It's just that there's probably more plot to it than you can handle.

But sure, as Aldric said, keep up the trolling and shit. Baiting stuff isn't going to get you far, you'll have a mod chewing on your overly inflated ballsack and cock sooner than you can imagine. How bout you go and fap infront of a mirror you arrogant prick and leave the talk to people who actually understand what they are reading. The way it looks you could hardly grasp the plot of Bastard!! at all if you can't even properly make out what happens in a single two-page spread of it.


----------



## Yoburi (Feb 27, 2008)

Man why nobody give suport to Teresa i know she is not a swords*man* but damn she is almost GOD level when we are talking about badass just take a look at this:


*Spoiler*: __ 











Teresa is by far the best swordwoman and she is so HOT.


----------



## Ork (Feb 27, 2008)

Yak said:


> Uhm. No.
> 
> 
> It's just that there's probably more plot to it than you can handle.
> ...




I'm here to post my opinions and possibly argue with a sensible mature forum community. You, arent.
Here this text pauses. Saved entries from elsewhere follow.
PR #722, opened 2017-12-06
Add a IsClean() method to the etcdv3 datastore

robbrockbank:
## Description
Add a semi-private "IsClean()" method to the etcdv3 backend client.

If I end up implementing for KDD then I'll make it part of the backend API.

## Release Note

Yeah, Teresa is Hardcore, just that I always go Gutts when these threads come around. You can actually Emphasize with the guy.

Edited post: I can't be arsed arguing with idiots.


----------



## Yak (Feb 27, 2008)

Absence said:


> Your... opinion, is noted and discarded as the worthless flame that it is. Oh, and as for arrogance, Refer to my Title and Sig.



The problem here is that you just go around spouting your arrogant, smartassed nonsense when you ironically lack the maturity to realize that superpowers and a fantasy-setting for the storyline are not in the slightest relevant to the success of an interesting storyline. Both is very well possible, you just chose to disregard it based on a matter of taste and use it as an argument to discredit the feats of swordsmen from shonen manga with superpowers. Which is utterly faulty and a really easily dismantleable strawman tactic. Too bad but your points are utterly moot. Just because Lars is leaps and bounds stronger and has fancy energy moves and Gutts doesn't, doesn't mean Gutts is automatically more badass. 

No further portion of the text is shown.